Fast forward a month, and I'm trying again. I have two pork bellies, this time, I started them off in Ziploc bags. I used 2.5% regular salt, 0.2% cure, and 2% white table sugar. After the first two days I saw quite a bit of moisture being pulled out. I continued turning every morning, but slowly over the past 9 days, the moisture seems to be "disappearing", again, almost as if the bacon is sucking the moisture back up. I doubt it could be due to the moisture evaporating through the bag, as it seems like the moisture disappeared almost overnight for both of them.

Am I not using enough salt? Or am I doing something else wrong?

Please help!
 
So my first of bacon I every did was vac sealed. Small amount of liquid after 9 days.. everyone said it the best
They ever had...
 
You are doing good....  Try leaving it in the bag for 14 days...   Rinse...  put on wire racks in the refer to "bloom" and dehydrate a bit for 7 more days...    then smoke as you like...   I like cold smoke ~70 deg. F with hickory for 4 ish hours...    longer with milder woods..  then I let it sit in the refer on wire racks again to mellow for a week or so...  

I find the wire rack rest period in the refer, intensifies the bacon flavor... 

Here's an experiment I just completed....

http://www.smokingmeatforums.com/t/265232/more-bacon-dry-rub-cured-7-4-7-16-7-17-7-18-7-23

I screwed up using maple syrup...  It burned when cooked...  I told my daughter to bake it at 225, on a wire rack in the oven, so the syrup would not burn and she said it was awesome...  good maple flavor and excellent smoke....   
 
 
You are doing good....  Try leaving it in the bag for 14 days...   Rinse...  put on wire racks in the refer to "bloom" and dehydrate a bit for 7 more days...    then smoke as you like...   I like cold smoke ~70 deg. F with hickory for 4 ish hours...    longer with milder woods..  then I let it sit in the refer on wire racks again to mellow for a week or so...  

I find the wire rack rest period in the refer, intensifies the bacon flavor... 

Here's an experiment I just completed....

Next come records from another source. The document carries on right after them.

PR #195, opened 2015-09-28
Check if user already exists before trying to create a duplicate account

gentlecat:
This should fix http://sentry.roman.zone/sentry/meb-production/group/70/.

### DIFF
--- a/requirements.txt
+++ b/requirements.txt
@@ -1,6 +1,6 @@
 Flask == 0.10.1
 Flask-Testing == 0.4.2
-Flask-WTF == 0.11
+Flask-WTF == 0.12
 Flask-Login == 0.2.11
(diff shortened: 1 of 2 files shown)


mayhem:
:+1: 

That was a captivating PR -- about as captivating as the eclipse has been. :-p

mayhem:
Err, sorry :sheep:

requirements.txt
```diff
@@ -1,6 +1,6 @@
 Flask == 0.10.1
 Flask-Testing == 0.4.2
-Flask-WTF == 0.11
+Flask-WTF == 0.12
```
gentlecat: This should fix http://sentry.roman.zone/sentry/meb-production/group/69/.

http://www.smokingmeatforums.com/t/265232/more-bacon-dry-rub-cured-7-4-7-16-7-17-7-18-7-23

I screwed up using maple syrup...  It burned when cooked...  I told my daughter to bake it at 225, on a wire rack in the oven, so the syrup would not burn and she said it was awesome...  good maple flavor and excellent smoke....   
Wow, I didn't realize bacon needed that long to really work out. I figured it took just a week or two in the fridge with the cure, then rinsed, and then smoked at 250 for a few hours and then done. I guess I've got a bit more time to spend with these fellas after all. I bought a case of pork bellies from Coscto for about $130 (about 50 pounds) so maybe I should start another batch soon. I'd hate to get into another month without bacon! Haha.

Thank you very much for the info. I'll need to get some wire racks for the fridge that I've got these in if they are needing to sit uncovered in the fridge for a week. Looks like another long, long, two weeks of waiting haha.